##### Available data #####

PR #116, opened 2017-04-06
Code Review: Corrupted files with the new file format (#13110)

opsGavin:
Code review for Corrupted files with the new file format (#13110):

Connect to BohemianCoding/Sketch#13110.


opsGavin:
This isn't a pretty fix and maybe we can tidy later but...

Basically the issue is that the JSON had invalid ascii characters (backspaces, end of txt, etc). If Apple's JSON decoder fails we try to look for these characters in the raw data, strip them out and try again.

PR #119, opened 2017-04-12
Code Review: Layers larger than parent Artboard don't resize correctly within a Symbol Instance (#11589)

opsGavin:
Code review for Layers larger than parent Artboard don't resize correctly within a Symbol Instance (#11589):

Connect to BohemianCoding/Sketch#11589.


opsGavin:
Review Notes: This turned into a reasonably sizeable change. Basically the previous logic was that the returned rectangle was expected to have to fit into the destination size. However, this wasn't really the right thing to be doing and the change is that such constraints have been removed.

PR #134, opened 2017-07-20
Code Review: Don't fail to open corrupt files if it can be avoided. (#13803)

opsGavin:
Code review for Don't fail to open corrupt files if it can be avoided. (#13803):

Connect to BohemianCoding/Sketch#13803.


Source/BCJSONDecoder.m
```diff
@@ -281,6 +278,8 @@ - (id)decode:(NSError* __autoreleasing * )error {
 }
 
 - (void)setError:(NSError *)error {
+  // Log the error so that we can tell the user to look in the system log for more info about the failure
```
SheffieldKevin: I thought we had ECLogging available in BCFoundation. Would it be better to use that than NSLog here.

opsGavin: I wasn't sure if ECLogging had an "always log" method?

#####
##### Available data #####

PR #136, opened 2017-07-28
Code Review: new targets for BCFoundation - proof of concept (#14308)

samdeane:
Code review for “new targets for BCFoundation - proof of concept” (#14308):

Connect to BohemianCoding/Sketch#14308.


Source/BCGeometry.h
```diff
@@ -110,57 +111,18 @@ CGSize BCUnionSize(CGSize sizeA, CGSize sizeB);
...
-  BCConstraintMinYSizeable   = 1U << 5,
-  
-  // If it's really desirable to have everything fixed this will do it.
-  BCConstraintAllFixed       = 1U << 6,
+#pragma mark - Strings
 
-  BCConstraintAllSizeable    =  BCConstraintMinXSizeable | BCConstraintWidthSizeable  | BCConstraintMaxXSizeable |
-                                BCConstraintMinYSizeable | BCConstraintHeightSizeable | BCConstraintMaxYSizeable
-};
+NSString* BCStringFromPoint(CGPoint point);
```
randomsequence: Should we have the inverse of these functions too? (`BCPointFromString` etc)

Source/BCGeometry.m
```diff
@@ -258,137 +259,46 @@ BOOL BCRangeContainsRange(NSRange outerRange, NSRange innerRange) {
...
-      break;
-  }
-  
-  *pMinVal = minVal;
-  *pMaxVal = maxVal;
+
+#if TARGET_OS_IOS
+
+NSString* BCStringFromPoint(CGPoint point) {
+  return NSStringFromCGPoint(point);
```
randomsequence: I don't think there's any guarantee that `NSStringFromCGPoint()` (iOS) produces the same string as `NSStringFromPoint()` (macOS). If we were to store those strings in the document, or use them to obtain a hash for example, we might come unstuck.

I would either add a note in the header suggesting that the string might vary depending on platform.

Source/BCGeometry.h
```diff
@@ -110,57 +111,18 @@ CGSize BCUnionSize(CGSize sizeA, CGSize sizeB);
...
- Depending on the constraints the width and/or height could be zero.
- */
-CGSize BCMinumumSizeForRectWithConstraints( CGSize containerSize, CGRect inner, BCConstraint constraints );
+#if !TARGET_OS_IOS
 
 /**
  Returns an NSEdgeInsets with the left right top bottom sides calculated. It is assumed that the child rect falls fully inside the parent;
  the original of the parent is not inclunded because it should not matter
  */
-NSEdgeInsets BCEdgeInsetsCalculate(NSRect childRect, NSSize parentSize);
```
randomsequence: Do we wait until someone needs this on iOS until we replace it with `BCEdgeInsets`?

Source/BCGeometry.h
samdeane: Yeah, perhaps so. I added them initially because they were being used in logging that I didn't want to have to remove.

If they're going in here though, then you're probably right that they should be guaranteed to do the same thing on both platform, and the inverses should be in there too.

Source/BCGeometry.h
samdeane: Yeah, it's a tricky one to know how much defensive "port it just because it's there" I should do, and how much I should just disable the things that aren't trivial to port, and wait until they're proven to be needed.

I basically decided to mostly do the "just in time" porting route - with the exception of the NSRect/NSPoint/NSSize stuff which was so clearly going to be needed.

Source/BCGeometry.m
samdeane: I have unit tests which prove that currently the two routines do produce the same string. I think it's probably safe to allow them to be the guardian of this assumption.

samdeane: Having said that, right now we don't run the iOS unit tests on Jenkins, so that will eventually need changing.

#####
##### Available data #####

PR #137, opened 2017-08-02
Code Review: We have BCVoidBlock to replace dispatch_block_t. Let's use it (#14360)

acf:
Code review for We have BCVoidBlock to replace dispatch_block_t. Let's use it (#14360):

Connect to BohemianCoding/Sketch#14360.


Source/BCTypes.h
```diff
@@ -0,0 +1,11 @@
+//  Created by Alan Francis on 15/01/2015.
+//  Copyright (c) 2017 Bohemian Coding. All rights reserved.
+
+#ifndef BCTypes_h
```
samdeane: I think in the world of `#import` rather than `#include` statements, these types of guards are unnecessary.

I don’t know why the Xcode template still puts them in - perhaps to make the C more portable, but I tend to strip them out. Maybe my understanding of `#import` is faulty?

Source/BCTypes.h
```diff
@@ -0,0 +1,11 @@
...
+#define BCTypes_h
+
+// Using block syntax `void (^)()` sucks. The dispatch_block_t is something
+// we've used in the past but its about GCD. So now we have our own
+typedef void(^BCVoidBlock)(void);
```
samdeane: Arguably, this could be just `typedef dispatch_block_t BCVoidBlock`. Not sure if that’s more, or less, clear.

#####

## The problem
Could you copy every line from the records that mentions the word "which"?

## Result of this exercise
I basically decided to mostly do the "just in time" porting route - with the exception of the NSRect/NSPoint/NSSize stuff which was so clearly going to be needed.
samdeane: I have unit tests which prove that currently the two routines do produce the same string. I think it's probably safe to allow them to be the guardian of this assumption.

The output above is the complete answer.